What to do. Copy out, word for word, the lines from the start of the data below through the line containing "and the system", and no others.

(Saved data entries)
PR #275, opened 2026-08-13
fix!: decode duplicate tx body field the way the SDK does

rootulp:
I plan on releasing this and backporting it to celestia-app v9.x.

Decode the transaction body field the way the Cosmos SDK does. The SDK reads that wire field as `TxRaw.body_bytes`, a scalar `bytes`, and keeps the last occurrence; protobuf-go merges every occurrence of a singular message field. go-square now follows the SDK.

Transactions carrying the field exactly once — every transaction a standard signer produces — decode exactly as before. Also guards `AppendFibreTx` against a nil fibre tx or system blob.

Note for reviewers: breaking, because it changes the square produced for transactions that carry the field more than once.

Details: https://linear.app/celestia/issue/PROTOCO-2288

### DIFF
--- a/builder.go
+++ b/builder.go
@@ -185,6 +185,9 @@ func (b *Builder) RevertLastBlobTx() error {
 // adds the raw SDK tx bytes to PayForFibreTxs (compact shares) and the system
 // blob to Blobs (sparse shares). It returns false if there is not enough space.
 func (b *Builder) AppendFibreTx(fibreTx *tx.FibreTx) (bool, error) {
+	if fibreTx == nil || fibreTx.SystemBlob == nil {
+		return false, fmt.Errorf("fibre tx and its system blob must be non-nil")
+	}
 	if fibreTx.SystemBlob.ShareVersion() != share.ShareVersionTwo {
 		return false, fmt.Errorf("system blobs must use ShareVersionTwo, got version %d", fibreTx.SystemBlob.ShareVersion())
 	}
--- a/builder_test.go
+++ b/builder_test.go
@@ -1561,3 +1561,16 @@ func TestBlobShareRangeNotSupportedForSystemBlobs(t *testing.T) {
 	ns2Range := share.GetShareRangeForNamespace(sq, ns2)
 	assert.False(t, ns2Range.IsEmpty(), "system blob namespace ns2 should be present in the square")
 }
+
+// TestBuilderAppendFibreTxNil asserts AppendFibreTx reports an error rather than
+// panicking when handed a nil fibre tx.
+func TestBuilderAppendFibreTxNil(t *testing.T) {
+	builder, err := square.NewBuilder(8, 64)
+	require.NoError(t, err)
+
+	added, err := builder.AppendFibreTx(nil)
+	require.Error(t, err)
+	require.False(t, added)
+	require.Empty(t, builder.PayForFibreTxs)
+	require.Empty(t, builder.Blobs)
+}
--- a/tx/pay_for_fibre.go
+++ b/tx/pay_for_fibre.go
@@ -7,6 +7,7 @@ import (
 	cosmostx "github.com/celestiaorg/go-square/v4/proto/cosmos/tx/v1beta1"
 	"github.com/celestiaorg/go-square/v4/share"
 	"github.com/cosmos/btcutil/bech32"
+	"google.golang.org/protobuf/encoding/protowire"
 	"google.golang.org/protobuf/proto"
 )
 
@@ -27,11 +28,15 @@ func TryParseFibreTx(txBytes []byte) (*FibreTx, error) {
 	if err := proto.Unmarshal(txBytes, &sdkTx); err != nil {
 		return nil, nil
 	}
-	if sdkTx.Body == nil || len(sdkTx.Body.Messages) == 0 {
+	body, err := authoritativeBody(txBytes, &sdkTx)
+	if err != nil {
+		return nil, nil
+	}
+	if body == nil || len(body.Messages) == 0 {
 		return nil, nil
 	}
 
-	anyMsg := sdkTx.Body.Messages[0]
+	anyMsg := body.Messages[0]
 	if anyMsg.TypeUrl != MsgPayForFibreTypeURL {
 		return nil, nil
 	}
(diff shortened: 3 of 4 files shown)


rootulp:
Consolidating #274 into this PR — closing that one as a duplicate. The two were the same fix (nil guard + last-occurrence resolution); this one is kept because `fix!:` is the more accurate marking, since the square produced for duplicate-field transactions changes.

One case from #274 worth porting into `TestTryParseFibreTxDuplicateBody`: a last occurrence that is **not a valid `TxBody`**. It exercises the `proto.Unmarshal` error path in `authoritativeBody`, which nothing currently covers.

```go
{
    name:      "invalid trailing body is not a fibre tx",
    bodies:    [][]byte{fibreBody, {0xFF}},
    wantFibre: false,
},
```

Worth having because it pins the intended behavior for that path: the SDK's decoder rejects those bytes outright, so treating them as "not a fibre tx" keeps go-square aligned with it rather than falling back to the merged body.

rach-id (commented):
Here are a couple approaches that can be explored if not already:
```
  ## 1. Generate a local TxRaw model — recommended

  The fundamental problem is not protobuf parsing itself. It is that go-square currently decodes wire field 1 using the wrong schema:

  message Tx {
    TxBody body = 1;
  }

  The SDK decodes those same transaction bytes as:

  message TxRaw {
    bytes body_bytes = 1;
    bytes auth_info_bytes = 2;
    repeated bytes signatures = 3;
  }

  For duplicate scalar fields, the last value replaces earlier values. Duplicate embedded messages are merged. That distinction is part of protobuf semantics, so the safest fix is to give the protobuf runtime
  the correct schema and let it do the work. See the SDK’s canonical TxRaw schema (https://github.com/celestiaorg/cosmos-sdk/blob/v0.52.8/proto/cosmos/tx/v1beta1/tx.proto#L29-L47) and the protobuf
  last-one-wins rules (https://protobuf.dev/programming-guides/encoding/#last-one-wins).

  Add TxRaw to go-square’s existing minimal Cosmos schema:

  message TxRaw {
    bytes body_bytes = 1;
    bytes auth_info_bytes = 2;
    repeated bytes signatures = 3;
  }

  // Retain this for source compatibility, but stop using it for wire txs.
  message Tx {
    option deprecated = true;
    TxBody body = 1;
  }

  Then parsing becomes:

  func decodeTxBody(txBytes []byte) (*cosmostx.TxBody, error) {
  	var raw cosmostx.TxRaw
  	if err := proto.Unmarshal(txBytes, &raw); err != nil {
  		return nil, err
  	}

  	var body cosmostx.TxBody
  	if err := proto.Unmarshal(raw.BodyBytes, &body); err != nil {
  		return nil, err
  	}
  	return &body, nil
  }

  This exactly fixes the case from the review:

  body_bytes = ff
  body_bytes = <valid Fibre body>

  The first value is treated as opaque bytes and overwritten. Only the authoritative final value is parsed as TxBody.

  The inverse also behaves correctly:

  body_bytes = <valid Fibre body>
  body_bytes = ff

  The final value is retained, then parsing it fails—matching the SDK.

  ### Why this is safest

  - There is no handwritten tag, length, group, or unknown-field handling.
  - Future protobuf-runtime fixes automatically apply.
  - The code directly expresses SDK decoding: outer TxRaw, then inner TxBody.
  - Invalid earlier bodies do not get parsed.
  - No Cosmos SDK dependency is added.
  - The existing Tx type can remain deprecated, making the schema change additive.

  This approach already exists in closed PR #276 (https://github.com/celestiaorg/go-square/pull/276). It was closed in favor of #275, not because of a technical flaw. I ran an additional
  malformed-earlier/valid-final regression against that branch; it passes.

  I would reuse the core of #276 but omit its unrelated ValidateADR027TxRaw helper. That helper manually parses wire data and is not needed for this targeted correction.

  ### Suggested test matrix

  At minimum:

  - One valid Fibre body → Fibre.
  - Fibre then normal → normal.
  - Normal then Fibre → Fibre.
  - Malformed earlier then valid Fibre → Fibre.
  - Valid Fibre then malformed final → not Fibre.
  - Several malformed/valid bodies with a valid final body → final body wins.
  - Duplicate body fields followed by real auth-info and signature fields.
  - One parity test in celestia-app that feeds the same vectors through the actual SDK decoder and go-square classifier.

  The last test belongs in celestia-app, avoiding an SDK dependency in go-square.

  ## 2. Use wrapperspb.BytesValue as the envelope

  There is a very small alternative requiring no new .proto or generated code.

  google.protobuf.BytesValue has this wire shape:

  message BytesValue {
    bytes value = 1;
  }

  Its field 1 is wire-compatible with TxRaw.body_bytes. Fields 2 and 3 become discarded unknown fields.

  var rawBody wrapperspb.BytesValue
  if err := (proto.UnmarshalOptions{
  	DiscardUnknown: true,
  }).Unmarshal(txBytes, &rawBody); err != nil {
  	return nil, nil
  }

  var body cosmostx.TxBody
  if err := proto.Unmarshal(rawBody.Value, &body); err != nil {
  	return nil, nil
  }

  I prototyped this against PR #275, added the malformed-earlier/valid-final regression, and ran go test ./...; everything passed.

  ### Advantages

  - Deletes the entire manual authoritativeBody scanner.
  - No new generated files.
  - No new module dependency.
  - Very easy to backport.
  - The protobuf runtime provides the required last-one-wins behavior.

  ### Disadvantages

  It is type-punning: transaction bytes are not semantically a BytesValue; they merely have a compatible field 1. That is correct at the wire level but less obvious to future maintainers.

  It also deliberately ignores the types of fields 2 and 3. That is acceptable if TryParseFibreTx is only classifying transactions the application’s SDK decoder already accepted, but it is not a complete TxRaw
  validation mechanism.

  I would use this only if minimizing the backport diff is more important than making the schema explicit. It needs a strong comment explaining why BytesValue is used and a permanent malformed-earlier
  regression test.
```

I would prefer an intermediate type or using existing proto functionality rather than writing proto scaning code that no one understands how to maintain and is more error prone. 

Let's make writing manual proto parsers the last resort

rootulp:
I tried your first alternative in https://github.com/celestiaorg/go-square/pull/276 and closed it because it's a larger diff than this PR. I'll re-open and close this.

Solution for this exercise.
PR #275, opened 2026-08-13
fix!: decode duplicate tx body field the way the SDK does

rootulp:
I plan on releasing this and backporting it to celestia-app v9.x.

Decode the transaction body field the way the Cosmos SDK does. The SDK reads that wire field as `TxRaw.body_bytes`, a scalar `bytes`, and keeps the last occurrence; protobuf-go merges every occurrence of a singular message field. go-square now follows the SDK.

Transactions carrying the field exactly once — every transaction a standard signer produces — decode exactly as before. Also guards `AppendFibreTx` against a nil fibre tx or system blob.

Note for reviewers: breaking, because it changes the square produced for transactions that carry the field more than once.

Details: https://linear.app/celestia/issue/PROTOCO-2288

### DIFF
--- a/builder.go
+++ b/builder.go
@@ -185,6 +185,9 @@ func (b *Builder) RevertLastBlobTx() error {
 // adds the raw SDK tx bytes to PayForFibreTxs (compact shares) and the system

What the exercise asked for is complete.